**DATA TO USE:**
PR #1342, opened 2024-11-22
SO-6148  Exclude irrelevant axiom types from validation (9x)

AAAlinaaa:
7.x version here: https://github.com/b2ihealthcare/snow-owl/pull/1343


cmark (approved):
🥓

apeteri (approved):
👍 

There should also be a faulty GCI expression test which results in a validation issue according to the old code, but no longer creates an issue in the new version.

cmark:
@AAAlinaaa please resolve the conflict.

...

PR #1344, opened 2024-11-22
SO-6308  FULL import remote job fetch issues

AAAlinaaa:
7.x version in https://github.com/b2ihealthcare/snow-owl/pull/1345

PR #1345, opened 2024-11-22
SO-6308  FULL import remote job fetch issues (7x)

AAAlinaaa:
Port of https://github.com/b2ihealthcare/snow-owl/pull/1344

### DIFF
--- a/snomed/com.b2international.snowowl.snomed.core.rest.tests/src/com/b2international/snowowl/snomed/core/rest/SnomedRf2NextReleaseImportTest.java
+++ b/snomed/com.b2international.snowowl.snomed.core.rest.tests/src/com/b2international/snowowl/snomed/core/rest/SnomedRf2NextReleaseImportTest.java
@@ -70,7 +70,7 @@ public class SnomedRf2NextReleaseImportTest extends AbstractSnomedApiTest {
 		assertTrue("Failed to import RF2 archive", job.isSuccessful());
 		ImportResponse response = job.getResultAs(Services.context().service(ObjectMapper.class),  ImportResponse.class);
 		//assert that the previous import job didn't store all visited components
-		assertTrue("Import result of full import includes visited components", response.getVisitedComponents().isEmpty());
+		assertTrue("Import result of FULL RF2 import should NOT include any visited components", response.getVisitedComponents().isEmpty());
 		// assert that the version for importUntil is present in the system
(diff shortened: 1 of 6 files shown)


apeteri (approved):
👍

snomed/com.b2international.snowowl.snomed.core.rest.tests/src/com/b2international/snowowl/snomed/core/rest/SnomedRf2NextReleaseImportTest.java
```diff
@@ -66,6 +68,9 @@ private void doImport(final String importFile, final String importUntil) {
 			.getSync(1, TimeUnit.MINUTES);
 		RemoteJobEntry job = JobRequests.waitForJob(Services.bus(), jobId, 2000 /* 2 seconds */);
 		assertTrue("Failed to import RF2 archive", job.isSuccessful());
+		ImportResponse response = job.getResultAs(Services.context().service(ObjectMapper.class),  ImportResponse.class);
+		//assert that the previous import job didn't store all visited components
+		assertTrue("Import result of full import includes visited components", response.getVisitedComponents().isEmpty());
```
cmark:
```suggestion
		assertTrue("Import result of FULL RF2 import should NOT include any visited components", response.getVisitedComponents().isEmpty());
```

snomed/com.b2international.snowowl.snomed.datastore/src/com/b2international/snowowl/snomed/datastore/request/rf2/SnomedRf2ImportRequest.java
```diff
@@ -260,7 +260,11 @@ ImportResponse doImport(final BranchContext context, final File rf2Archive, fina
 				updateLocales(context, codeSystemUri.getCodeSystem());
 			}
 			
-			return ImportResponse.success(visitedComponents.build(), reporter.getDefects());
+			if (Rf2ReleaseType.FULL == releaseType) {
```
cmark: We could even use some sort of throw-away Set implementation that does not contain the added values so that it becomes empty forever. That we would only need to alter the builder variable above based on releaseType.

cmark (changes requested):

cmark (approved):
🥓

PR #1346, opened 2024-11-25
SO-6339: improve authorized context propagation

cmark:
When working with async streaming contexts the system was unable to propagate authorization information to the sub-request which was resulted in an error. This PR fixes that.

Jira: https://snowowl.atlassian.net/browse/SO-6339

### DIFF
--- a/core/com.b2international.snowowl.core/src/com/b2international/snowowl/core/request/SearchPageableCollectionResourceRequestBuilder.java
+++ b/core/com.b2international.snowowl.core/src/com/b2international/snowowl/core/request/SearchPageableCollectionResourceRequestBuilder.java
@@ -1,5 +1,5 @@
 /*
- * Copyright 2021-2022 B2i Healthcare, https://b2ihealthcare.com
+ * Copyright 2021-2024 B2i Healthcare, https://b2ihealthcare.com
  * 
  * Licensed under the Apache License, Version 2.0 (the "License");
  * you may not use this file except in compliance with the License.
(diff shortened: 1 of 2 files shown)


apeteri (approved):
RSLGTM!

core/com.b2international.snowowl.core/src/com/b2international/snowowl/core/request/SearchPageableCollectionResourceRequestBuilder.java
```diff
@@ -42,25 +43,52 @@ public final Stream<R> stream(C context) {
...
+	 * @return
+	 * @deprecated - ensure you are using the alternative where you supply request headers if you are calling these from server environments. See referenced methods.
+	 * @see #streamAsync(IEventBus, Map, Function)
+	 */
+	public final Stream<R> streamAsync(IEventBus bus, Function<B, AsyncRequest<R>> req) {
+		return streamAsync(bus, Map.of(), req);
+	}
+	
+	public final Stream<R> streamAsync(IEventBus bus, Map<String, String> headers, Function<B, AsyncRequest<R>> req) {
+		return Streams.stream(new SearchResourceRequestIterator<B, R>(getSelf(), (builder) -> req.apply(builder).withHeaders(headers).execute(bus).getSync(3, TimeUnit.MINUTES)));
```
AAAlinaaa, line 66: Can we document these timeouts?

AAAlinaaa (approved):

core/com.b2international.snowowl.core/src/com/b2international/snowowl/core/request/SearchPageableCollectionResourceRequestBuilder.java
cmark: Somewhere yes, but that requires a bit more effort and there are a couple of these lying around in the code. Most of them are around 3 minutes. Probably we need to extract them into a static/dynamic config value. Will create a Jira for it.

==

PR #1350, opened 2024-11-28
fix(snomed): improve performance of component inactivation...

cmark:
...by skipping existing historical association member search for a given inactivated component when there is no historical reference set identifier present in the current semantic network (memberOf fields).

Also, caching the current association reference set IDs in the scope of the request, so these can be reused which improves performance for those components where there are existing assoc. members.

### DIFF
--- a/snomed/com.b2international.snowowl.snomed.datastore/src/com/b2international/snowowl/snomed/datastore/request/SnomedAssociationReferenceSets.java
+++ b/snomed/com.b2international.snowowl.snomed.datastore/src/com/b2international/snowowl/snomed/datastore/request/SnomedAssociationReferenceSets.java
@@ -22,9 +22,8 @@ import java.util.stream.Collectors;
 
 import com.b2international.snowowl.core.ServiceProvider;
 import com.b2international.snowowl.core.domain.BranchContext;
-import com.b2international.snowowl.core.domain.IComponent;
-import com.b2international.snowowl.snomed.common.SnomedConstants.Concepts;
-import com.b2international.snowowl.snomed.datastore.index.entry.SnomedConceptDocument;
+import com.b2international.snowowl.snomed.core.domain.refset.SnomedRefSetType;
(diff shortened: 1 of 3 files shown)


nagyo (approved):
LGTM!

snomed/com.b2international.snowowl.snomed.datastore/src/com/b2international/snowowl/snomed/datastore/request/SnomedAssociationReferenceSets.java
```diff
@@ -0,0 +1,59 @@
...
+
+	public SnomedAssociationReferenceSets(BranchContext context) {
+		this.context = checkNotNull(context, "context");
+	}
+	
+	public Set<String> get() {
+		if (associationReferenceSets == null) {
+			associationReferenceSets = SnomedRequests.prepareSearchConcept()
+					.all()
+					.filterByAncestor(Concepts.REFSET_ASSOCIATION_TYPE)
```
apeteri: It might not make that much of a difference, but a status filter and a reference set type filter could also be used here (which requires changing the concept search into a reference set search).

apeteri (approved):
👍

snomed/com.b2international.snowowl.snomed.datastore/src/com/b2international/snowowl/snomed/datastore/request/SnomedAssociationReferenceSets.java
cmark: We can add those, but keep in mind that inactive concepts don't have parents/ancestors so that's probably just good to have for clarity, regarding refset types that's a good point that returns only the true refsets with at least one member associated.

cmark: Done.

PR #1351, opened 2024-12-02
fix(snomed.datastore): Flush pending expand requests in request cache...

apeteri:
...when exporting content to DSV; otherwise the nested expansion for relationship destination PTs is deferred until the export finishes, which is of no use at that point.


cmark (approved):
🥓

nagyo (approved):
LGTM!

**WORK REQUEST:** The string "performance" may appear in the entries. Say how many lines contain it, as a bare number.

**YOUR SOLUTION:** 2